**Required action:**
Write out each line below exactly as it appears.

**Data for analysis:**

"""

PR #2635, opened 2021-03-03
Handle corrupted checkpoints

sursingh:
### Motivation

If a checkpoint is corrupted, checkpoint restoration will fail. Currently we will keep
retrying to restore the same checkpoint. The system will never recover from this.
The only way out is to manually remove the checkpoint from the zookeeper

### Changes

When a checkpoint is corrupted, we need to try and restore from previous checkpoint.
This  is done recursively till we hit a checkpoint that works. If none of the checkpoints
work, we will fallback to a `nullcheckpoint` which will initialize rocksdb from scratch
and replay all state from journal.

Instead of just dealing with the latest checkpoint, we now return a list of checkpoints
ordered by age. We then simply walk this list and stop as soon as a checkpoint is
successfully restored. We currently only keep a single checkpoint,  but with this change
we can potentially keep `N` checkpoints to provide more robustness.

### DIFF
--- a/stream/statelib/src/main/java/org/apache/bookkeeper/statelib/impl/rocksdb/checkpoint/CheckpointInfo.java
+++ b/stream/statelib/src/main/java/org/apache/bookkeeper/statelib/impl/rocksdb/checkpoint/CheckpointInfo.java
@@ -1,0 +1,150 @@
+/*
+ *
+ * Licensed to the Apache Software Foundation (ASF) under one
+ * or more contributor license agreements.  See the NOTICE file
+ * distributed with this work for additional information
+ * regarding copyright ownership.  The ASF licenses this file
+ * to you under the Apache License, Version 2.0 (the
+ * "License"); you may not use this file except in compliance
+ * with the License.  You may obtain a copy of the License at
+ *
+ *   http://www.apache.org/licenses/LICENSE-2.0
+ *
+ * Unless required by applicable law or agreed to in writing,
+ * software distributed under the License is distributed on an
+ * "AS IS" BASIS, WITHOUT WARRANTIES OR CONDITIONS OF ANY
+ * KIND, either express or implied.  See the License for the
+ * specific language governing permissions and limitations
+ * under the License.
+ *
+ */
+package org.apache.bookkeeper.statelib.impl.rocksdb.checkpoint;
+
+import com.google.common.io.MoreFiles;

"""

**Answer to this task:**
PR #2635, opened 2021-03-03
Handle corrupted checkpoints

sursingh:
### Motivation

If a checkpoint is corrupted, checkpoint restoration will fail. Currently we will keep
retrying to restore the same checkpoint. The system will never recover from this.
The only way out is to manually remove the checkpoint from the zookeeper

### Changes

When a checkpoint is corrupted, we need to try and restore from previous checkpoint.
This  is done recursively till we hit a checkpoint that works. If none of the checkpoints
work, we will fallback to a `nullcheckpoint` which will initialize rocksdb from scratch
and replay all state from journal.

Instead of just dealing with the latest checkpoint, we now return a list of checkpoints
ordered by age. We then simply walk this list and stop as soon as a checkpoint is
successfully restored. We currently only keep a single checkpoint,  but with this change
we can potentially keep `N` checkpoints to provide more robustness.

### DIFF
--- a/stream/statelib/src/main/java/org/apache/bookkeeper/statelib/impl/rocksdb/checkpoint/CheckpointInfo.java
+++ b/stream/statelib/src/main/java/org/apache/bookkeeper/statelib/impl/rocksdb/checkpoint/CheckpointInfo.java
@@ -1,0 +1,150 @@
+/*
+ *
+ * Licensed to the Apache Software Foundation (ASF) under one
+ * or more contributor license agreements.  See the NOTICE file
+ * distributed with this work for additional information
+ * regarding copyright ownership.  The ASF licenses this file
+ * to you under the Apache License, Version 2.0 (the
+ * "License"); you may not use this file except in compliance
+ * with the License.  You may obtain a copy of the License at
+ *
+ *   http://www.apache.org/licenses/LICENSE-2.0
+ *
+ * Unless required by applicable law or agreed to in writing,
+ * software distributed under the License is distributed on an
+ * "AS IS" BASIS, WITHOUT WARRANTIES OR CONDITIONS OF ANY
+ * KIND, either express or implied.  See the License for the
+ * specific language governing permissions and limitations
+ * under the License.
+ *
+ */
+package org.apache.bookkeeper.statelib.impl.rocksdb.checkpoint;
+
+import com.google.common.io.MoreFiles;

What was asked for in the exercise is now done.